> _Available data_:
******************************
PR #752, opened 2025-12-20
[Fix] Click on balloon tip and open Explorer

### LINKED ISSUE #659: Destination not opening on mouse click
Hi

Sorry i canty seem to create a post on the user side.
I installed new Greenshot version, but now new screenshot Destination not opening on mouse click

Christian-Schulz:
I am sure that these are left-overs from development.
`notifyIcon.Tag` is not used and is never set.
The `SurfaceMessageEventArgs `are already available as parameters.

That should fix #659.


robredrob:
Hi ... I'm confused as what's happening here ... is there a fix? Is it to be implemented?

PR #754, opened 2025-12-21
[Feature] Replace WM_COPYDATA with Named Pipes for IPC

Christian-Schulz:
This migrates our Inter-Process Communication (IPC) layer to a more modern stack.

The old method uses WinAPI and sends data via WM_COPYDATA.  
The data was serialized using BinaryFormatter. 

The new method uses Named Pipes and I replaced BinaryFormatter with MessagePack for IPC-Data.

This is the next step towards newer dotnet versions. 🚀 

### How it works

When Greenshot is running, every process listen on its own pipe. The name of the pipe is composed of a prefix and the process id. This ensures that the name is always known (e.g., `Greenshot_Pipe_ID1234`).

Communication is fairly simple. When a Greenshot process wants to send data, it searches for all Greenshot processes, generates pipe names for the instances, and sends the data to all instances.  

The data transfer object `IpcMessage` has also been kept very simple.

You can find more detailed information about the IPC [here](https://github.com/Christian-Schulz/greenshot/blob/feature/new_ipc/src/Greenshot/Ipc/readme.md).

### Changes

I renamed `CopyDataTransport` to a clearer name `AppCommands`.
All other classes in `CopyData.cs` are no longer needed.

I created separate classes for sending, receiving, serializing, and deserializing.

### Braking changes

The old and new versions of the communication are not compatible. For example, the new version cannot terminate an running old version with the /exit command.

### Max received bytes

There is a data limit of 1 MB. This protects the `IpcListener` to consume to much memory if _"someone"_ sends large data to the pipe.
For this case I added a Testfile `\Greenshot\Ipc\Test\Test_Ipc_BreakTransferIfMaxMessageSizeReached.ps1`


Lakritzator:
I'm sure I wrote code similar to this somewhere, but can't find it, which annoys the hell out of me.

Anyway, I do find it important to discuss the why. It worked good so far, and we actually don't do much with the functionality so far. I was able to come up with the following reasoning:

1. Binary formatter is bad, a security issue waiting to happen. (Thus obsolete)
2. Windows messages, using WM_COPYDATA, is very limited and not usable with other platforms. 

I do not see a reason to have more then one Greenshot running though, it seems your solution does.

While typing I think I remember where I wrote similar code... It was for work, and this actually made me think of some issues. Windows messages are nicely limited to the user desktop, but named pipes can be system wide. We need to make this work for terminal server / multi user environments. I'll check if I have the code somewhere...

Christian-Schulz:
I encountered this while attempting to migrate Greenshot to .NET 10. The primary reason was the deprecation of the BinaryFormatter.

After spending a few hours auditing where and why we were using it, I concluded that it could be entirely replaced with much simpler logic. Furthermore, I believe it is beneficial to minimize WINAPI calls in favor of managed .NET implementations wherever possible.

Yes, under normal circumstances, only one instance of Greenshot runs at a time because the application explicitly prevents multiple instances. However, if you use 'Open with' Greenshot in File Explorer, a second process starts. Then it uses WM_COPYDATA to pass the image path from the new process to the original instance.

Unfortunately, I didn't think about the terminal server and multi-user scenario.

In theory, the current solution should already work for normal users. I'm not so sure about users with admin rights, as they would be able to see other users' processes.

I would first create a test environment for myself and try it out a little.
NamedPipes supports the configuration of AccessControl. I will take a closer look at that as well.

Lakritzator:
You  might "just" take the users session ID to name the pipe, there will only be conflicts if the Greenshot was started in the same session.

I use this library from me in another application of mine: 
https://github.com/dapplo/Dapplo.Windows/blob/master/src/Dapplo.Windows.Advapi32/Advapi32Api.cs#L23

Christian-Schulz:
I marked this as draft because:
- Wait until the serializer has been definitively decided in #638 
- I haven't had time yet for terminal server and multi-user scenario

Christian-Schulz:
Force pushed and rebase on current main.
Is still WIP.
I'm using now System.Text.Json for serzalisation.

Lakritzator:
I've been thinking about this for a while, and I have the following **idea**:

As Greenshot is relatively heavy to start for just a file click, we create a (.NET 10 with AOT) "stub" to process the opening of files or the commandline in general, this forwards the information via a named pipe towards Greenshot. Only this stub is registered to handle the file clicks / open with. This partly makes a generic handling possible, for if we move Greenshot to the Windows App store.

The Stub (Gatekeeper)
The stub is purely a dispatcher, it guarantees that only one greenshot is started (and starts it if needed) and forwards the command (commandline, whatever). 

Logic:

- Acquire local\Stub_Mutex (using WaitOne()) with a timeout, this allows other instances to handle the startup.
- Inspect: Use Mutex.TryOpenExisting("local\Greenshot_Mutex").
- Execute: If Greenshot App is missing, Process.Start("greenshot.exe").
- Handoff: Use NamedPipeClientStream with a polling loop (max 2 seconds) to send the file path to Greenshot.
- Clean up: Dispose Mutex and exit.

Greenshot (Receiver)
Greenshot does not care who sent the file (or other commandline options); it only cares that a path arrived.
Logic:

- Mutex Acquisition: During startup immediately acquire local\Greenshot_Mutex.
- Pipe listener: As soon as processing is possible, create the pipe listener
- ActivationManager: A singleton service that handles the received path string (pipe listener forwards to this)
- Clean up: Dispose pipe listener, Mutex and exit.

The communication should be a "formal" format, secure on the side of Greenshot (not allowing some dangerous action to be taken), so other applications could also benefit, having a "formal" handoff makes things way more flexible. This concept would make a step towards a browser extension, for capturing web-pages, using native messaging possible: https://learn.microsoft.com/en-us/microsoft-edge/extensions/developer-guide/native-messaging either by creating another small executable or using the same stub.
******************************
> _Exercise objective_: Find the line with "After spending a" in the material above. Reproduce it and each line after it up to and including the line with "In theory, the".

> _Answer space_:
After spending a few hours auditing where and why we were using it, I concluded that it could be entirely replaced with much simpler logic. Furthermore, I believe it is beneficial to minimize WINAPI calls in favor of managed .NET implementations wherever possible.

Yes, under normal circumstances, only one instance of Greenshot runs at a time because the application explicitly prevents multiple instances. However, if you use 'Open with' Greenshot in File Explorer, a second process starts. Then it uses WM_COPYDATA to pass the image path from the new process to the original instance.

Unfortunately, I didn't think about the terminal server and multi-user scenario.

In theory, the current solution should already work for normal users. I'm not so sure about users with admin rights, as they would be able to see other users' processes.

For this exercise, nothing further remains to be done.